EXERCISE DESCRIPTION
Copy out the data below, all of it, exactly.

DATASET RECORDS
Segment Open

PR #1775, opened 2026-05-15
add TAPIntent probe for intent-based tree-of-attacks testing

ABeltramo:
Adds `TAPIntent`, an `IntentProbe` subclass that drives the Tree of Attacks with Pruning (TAP) algorithm against intent stubs loaded from the intent service.

Also includes several fixes to the underlying TAP implementation:
  - run_tap now returns its best candidates even when no score-10 jailbreak is found, so callers can run their own detectors on the results
  - Guards against the pruning algorithm returning an empty candidate list
  - Fixes attempt recording for unsuccessful TAP runs
  - Fixes `_postprocess_attempt` not being called and attempts not being written to the report file

### DIFF
--- a/garak/probes/tap.py
+++ b/garak/probes/tap.py
@@ -45,7 +45,7 @@ Further info:
 
 * https://arxiv.org/abs/2312.02119
 """
-
+import json
 import logging
 import os
 from typing import List
@@ -482,29 +482,15 @@ class TAPIntent(garak.probes.IntentProbe):
         # Execute all attempts
         attempts_completed = []
 
-        if (
-            self.parallel_attempts
-            and self.parallel_attempts > 1
-            and self.parallelisable_attempts
-            and len(all_attempts) > 1
-        ):
-            from multiprocessing import Pool
-
-            attempt_bar = tqdm.tqdm(total=len(all_attempts), leave=False)
-            attempt_bar.set_description(self.probename.replace("garak.", ""))
-
-            with Pool(self.parallel_attempts) as attempt_pool:
-                for result in attempt_pool.imap_unordered(
-                    self._execute_attempt, all_attempts
-                ):
-                    attempts_completed.append(result)
-                    attempt_bar.update(1)
-
-        else:
-            attempt_iterator = tqdm.tqdm(all_attempts, leave=False)
-            attempt_iterator.set_description(self.probename.replace("garak.", ""))
-            for this_attempt in attempt_iterator:
-                attempts_completed.append(self._execute_attempt(this_attempt))
+        attempt_iterator = tqdm.tqdm(all_attempts, leave=False)
+        attempt_iterator.set_description(self.probename.replace("garak.", ""))
+        for this_attempt in attempt_iterator:
+            result = self._execute_attempt(this_attempt)
+            processed_attempt = self._postprocess_attempt(result)
+            _config.transient.reportfile.write(
+                json.dumps(processed_attempt.as_dict()) + "\n"
+            )
+            attempts_completed.append(processed_attempt)
 
         logging.debug(
             "probe return: %s with %s attempts", self, len(attempts_completed)
--- a/garak/probes/tap.py
+++ b/garak/probes/tap.py
@@ -476,7 +476,7 @@ class TAPIntent(garak.probes.IntentProbe):
                         all_attempts.append(attempt)
 
             except Exception as e:
-                logging.error(f"Error running TAP for stub '{prompt}': {e}")
+                logging.error(f"Error running TAP for stub '{stub}': {e}")
                 continue
 
         # Execute all attempts
--- a/garak/probes/tap.py
+++ b/garak/probes/tap.py
@@ -384,3 +384,129 @@ class PAIR(garak.probes.Probe):
         else:
             logging.debug("TAP failed to find a jailbreak!")
             return []
+
+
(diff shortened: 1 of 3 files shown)


garak/resources/tap/tap_main.py
```diff
@@ -292,6 +294,7 @@ def run_tap(
     pruning: bool = True,
     save_results: bool = SAVE_RESULTS,
     outfile: Path = resources_tap_data_file,
+    probe_classname: str = "probes.tap.tap_main"
```
jmartin-tech: This is not something the consumer should control, it is also not actually used by this PR.

```suggestion
```

garak/resources/tap/tap_main.py
```diff
@@ -315,7 +318,7 @@ def run_tap(
     pruning : Whether to enable pruning -- Turning this off with branching_factor = 1 gives the PAIR attack.
     save_results : Whether to save results to outfile
     outfile : Location to write successful generated attacks
-
+    probe_classname: Name of probe class to use for logging
```
jmartin-tech: Remove
```suggestion
```

garak/resources/tap/tap_main.py
```diff
@@ -2,14 +2,16 @@
...
 import torch.cuda
 from pathlib import Path
 from tqdm import tqdm
 from logging import getLogger
 
 import garak.generators.openai
-from garak.attempt import Conversation, Message
-from garak import _plugins
+from garak.attempt import Conversation, Message, Attempt
+from garak import _plugins, _config
```
jmartin-tech: Avoid import changes that are not required or consumed by PR.
* `Attempt` objects are not used by this PR.
* This `resources` package should not need to import `_config`, and the import is not used by this PR.
```suggestion
from garak.attempt import Conversation, Message
from garak import _plugins
```

jmartin-tech (changes requested):
Full review is not completed, comments reflect basic coding requirements for limited PR scope.

garak/resources/tap/tap_main.py
jmartin-tech: Correction Note: `garak._config` is imported later in this class for use in finding the default cache directory where `resources_tap_data_file` is placed. The `_config` reference earlier is actually just redundant.

jmartin-tech:

patriciapampanelli:
@ABeltramo, heads up: technique and intent landed on main in [#1984](https://github.com/NVIDIA/garak/pull/1984). This branch needs a rebase, and IntentProbe changed underneath it.

ABeltramo:
Thanks for the info and congrats on merging technique and intent! 🎉 

I've rebased the changes in this PR and fixed up a couple of conflicts. I'll go through the other open PRs to update them.

garak/probes/tap.py
```diff
@@ -387,3 +388,116 @@ def probe(self, generator) -> List[garak.attempt.Attempt]:
...
+        "n_streams": 1,
+        "keep_last_n": 1,
+        "pruning": True,
+    }
+
+    def __init__(self, config_root=_config):
+        super().__init__(config_root=config_root)
+        self.run_tap = None
+
+    def probe(self, generator) -> List[garak.attempt.Attempt]:
```
patriciapampanelli, line 440: One thing I wanted to check: `TAPIntent.probe()` reimplements the execution loop instead of calling the base `Probe.probe()`. As a result, two things that `TAP`/`PAIR` do, `TAPIntent` doesn't seem to do:
- **Buffs**: `_buff_hook(attempts_todo)` is never called, so `--buffs` has no effect on `TAPIntent` runs.
- `--parallel_attempts` also appears to be ignored

Are these intentional behavioral changes?

patriciapampanelli (changes requested):
Running the full test suite locally, `test_probe_prompt_translation[probes.tap.TAPIntent]` fails once the intent service has any active intents so the assertion on translation call counts comes back 0. This test already excludes `TAP` entirely via `NON_PROMPT_PROBES`. Should `TAPIntent` also be added to `NON_PROMPT_PROBES`?

garak/probes/tap.py
ABeltramo: In TAP we can't call the base `Probe.probe()` because we don't have a pre-baked list of prompts available to fill `self.prompts` beforehand; the prompts are generated dynamically depending on the replies that the target model returns.  
The `intent` implementation follows the same pattern that the previous implementations (`TAP`, `PAIR`) on the same file do.  

As for the missing `_buff_hook` and `parallel_attempts`, my guess is that these weren't there when I first forked this, we can definitely add them though.

garak/probes/tap.py
```diff
@@ -387,3 +388,116 @@ def probe(self, generator) -> List[garak.attempt.Attempt]:
...
+    It iterates over each input intent_stubs, calling self.run_tap with the goal=stub
+    and target="Sure," following the current TAP implementation."""
+
+    lang = "en"
+    primary_detector = "mitigation.MitigationBypass"
+    tags = [
+        "avid-effect:security:S0403",
+        "avid-effect:performance:P0204",
+        "quality:Security:PromptStability",
+        "payload:jailbreak",
```
patriciapampanelli, line 406: Could you please add the applicable `demon:*` technique tag(s) for `TAPIntent`? The available technique taxonomy can be found in `garak/data/tags.misp.tsv`.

Segment Closed

EXPECTED ANSWER
PR #1775, opened 2026-05-15
add TAPIntent probe for intent-based tree-of-attacks testing

ABeltramo:
Adds `TAPIntent`, an `IntentProbe` subclass that drives the Tree of Attacks with Pruning (TAP) algorithm against intent stubs loaded from the intent service.

Also includes several fixes to the underlying TAP implementation:
  - run_tap now returns its best candidates even when no score-10 jailbreak is found, so callers can run their own detectors on the results
  - Guards against the pruning algorithm returning an empty candidate list
  - Fixes attempt recording for unsuccessful TAP runs
  - Fixes `_postprocess_attempt` not being called and attempts not being written to the report file

### DIFF
--- a/garak/probes/tap.py
+++ b/garak/probes/tap.py
@@ -45,7 +45,7 @@ Further info:
 
 * https://arxiv.org/abs/2312.02119
 """
-
+import json
 import logging
 import os
 from typing import List
@@ -482,29 +482,15 @@ class TAPIntent(garak.probes.IntentProbe):
         # Execute all attempts
         attempts_completed = []
 
-        if (
-            self.parallel_attempts
-            and self.parallel_attempts > 1
-            and self.parallelisable_attempts
-            and len(all_attempts) > 1
-        ):
-            from multiprocessing import Pool
-
-            attempt_bar = tqdm.tqdm(total=len(all_attempts), leave=False)
-            attempt_bar.set_description(self.probename.replace("garak.", ""))
-
-            with Pool(self.parallel_attempts) as attempt_pool:
-                for result in attempt_pool.imap_unordered(
-                    self._execute_attempt, all_attempts
-                ):
-                    attempts_completed.append(result)
-                    attempt_bar.update(1)
-
-        else:
-            attempt_iterator = tqdm.tqdm(all_attempts, leave=False)
-            attempt_iterator.set_description(self.probename.replace("garak.", ""))
-            for this_attempt in attempt_iterator:
-                attempts_completed.append(self._execute_attempt(this_attempt))
+        attempt_iterator = tqdm.tqdm(all_attempts, leave=False)
+        attempt_iterator.set_description(self.probename.replace("garak.", ""))
+        for this_attempt in attempt_iterator:
+            result = self._execute_attempt(this_attempt)
+            processed_attempt = self._postprocess_attempt(result)
+            _config.transient.reportfile.write(
+                json.dumps(processed_attempt.as_dict()) + "\n"
+            )
+            attempts_completed.append(processed_attempt)
 
         logging.debug(
             "probe return: %s with %s attempts", self, len(attempts_completed)
--- a/garak/probes/tap.py
+++ b/garak/probes/tap.py
@@ -476,7 +476,7 @@ class TAPIntent(garak.probes.IntentProbe):
                         all_attempts.append(attempt)
 
             except Exception as e:
-                logging.error(f"Error running TAP for stub '{prompt}': {e}")
+                logging.error(f"Error running TAP for stub '{stub}': {e}")
                 continue
 
         # Execute all attempts
--- a/garak/probes/tap.py
+++ b/garak/probes/tap.py
@@ -384,3 +384,129 @@ class PAIR(garak.probes.Probe):
         else:
             logging.debug("TAP failed to find a jailbreak!")
             return []
+
+
(diff shortened: 1 of 3 files shown)


garak/resources/tap/tap_main.py
```diff
@@ -292,6 +294,7 @@ def run_tap(
     pruning: bool = True,
     save_results: bool = SAVE_RESULTS,
     outfile: Path = resources_tap_data_file,
+    probe_classname: str = "probes.tap.tap_main"
```
jmartin-tech: This is not something the consumer should control, it is also not actually used by this PR.

```suggestion
```

garak/resources/tap/tap_main.py
```diff
@@ -315,7 +318,7 @@ def run_tap(
     pruning : Whether to enable pruning -- Turning this off with branching_factor = 1 gives the PAIR attack.
     save_results : Whether to save results to outfile
     outfile : Location to write successful generated attacks
-
+    probe_classname: Name of probe class to use for logging
```
jmartin-tech: Remove
```suggestion
```

garak/resources/tap/tap_main.py
```diff
@@ -2,14 +2,16 @@
...
 import torch.cuda
 from pathlib import Path
 from tqdm import tqdm
 from logging import getLogger
 
 import garak.generators.openai
-from garak.attempt import Conversation, Message
-from garak import _plugins
+from garak.attempt import Conversation, Message, Attempt
+from garak import _plugins, _config
```
jmartin-tech: Avoid import changes that are not required or consumed by PR.
* `Attempt` objects are not used by this PR.
* This `resources` package should not need to import `_config`, and the import is not used by this PR.
```suggestion
from garak.attempt import Conversation, Message
from garak import _plugins
```

jmartin-tech (changes requested):
Full review is not completed, comments reflect basic coding requirements for limited PR scope.

garak/resources/tap/tap_main.py
jmartin-tech: Correction Note: `garak._config` is imported later in this class for use in finding the default cache directory where `resources_tap_data_file` is placed. The `_config` reference earlier is actually just redundant.

jmartin-tech:

patriciapampanelli:
@ABeltramo, heads up: technique and intent landed on main in [#1984](https://github.com/NVIDIA/garak/pull/1984). This branch needs a rebase, and IntentProbe changed underneath it.

ABeltramo:
Thanks for the info and congrats on merging technique and intent! 🎉 

I've rebased the changes in this PR and fixed up a couple of conflicts. I'll go through the other open PRs to update them.

garak/probes/tap.py
```diff
@@ -387,3 +388,116 @@ def probe(self, generator) -> List[garak.attempt.Attempt]:
...
+        "n_streams": 1,
+        "keep_last_n": 1,
+        "pruning": True,
+    }
+
+    def __init__(self, config_root=_config):
+        super().__init__(config_root=config_root)
+        self.run_tap = None
+
+    def probe(self, generator) -> List[garak.attempt.Attempt]:
```
patriciapampanelli, line 440: One thing I wanted to check: `TAPIntent.probe()` reimplements the execution loop instead of calling the base `Probe.probe()`. As a result, two things that `TAP`/`PAIR` do, `TAPIntent` doesn't seem to do:
- **Buffs**: `_buff_hook(attempts_todo)` is never called, so `--buffs` has no effect on `TAPIntent` runs.
- `--parallel_attempts` also appears to be ignored

Are these intentional behavioral changes?

patriciapampanelli (changes requested):
Running the full test suite locally, `test_probe_prompt_translation[probes.tap.TAPIntent]` fails once the intent service has any active intents so the assertion on translation call counts comes back 0. This test already excludes `TAP` entirely via `NON_PROMPT_PROBES`. Should `TAPIntent` also be added to `NON_PROMPT_PROBES`?

garak/probes/tap.py
ABeltramo: In TAP we can't call the base `Probe.probe()` because we don't have a pre-baked list of prompts available to fill `self.prompts` beforehand; the prompts are generated dynamically depending on the replies that the target model returns.  
The `intent` implementation follows the same pattern that the previous implementations (`TAP`, `PAIR`) on the same file do.  

As for the missing `_buff_hook` and `parallel_attempts`, my guess is that these weren't there when I first forked this, we can definitely add them though.

garak/probes/tap.py
```diff
@@ -387,3 +388,116 @@ def probe(self, generator) -> List[garak.attempt.Attempt]:
...
+    It iterates over each input intent_stubs, calling self.run_tap with the goal=stub
+    and target="Sure," following the current TAP implementation."""
+
+    lang = "en"
+    primary_detector = "mitigation.MitigationBypass"
+    tags = [
+        "avid-effect:security:S0403",
+        "avid-effect:performance:P0204",
+        "quality:Security:PromptStability",
+        "payload:jailbreak",
```
patriciapampanelli, line 406: Could you please add the applicable `demon:*` technique tag(s) for `TAPIntent`? The available technique taxonomy can be found in `garak/data/tags.misp.tsv`.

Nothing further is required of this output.